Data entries
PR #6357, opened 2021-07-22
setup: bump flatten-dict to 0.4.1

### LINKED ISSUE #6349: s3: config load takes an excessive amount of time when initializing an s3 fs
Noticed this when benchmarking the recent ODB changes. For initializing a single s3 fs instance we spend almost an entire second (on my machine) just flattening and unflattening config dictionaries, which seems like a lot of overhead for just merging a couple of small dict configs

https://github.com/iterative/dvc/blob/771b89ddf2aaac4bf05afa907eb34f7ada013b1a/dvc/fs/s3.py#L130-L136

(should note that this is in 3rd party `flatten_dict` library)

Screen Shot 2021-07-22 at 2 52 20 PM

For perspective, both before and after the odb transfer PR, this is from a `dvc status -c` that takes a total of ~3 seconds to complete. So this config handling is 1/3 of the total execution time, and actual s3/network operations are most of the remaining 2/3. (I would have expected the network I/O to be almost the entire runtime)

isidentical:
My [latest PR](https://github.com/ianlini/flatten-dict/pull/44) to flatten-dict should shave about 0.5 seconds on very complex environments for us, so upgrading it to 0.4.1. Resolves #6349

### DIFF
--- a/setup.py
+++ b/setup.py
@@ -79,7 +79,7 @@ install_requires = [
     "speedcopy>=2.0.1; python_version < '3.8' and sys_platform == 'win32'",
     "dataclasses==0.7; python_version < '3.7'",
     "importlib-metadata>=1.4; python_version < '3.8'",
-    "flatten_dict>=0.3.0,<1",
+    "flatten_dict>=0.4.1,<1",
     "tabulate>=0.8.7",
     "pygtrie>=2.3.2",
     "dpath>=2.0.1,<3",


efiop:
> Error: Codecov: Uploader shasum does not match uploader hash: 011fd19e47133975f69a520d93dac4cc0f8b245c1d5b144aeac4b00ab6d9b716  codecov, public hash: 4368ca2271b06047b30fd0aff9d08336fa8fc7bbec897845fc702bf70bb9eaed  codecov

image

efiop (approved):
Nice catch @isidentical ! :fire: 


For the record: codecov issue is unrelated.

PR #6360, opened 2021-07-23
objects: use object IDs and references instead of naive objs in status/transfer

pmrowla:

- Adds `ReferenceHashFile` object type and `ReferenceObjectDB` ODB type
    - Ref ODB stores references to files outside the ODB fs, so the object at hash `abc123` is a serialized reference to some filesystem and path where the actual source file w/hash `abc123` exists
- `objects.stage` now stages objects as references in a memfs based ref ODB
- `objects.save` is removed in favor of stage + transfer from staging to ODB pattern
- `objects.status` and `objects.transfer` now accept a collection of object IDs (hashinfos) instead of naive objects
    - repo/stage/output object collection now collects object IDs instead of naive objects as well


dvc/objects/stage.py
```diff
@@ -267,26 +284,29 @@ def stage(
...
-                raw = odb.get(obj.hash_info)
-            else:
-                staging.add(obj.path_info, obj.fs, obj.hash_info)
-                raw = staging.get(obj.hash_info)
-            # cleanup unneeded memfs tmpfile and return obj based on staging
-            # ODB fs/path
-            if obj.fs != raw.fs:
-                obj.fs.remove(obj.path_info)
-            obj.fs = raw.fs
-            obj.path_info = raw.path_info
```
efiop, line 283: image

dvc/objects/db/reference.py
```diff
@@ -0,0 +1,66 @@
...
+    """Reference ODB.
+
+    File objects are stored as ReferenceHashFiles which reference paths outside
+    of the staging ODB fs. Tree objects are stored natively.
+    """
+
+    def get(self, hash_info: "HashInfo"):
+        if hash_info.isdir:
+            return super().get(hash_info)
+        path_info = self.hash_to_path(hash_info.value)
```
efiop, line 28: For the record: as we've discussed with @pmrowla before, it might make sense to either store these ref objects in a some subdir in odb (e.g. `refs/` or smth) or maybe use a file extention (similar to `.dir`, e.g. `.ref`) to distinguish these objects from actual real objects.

# WHAT TO PRODUCE
Stopping at the line containing "### LINKED ISSUE", please repeat exactly every line from the very start of the entries, that line included, and nothing more.

# SOLUTION BELOW
PR #6357, opened 2021-07-22
setup: bump flatten-dict to 0.4.1

### LINKED ISSUE #6349: s3: config load takes an excessive amount of time when initializing an s3 fs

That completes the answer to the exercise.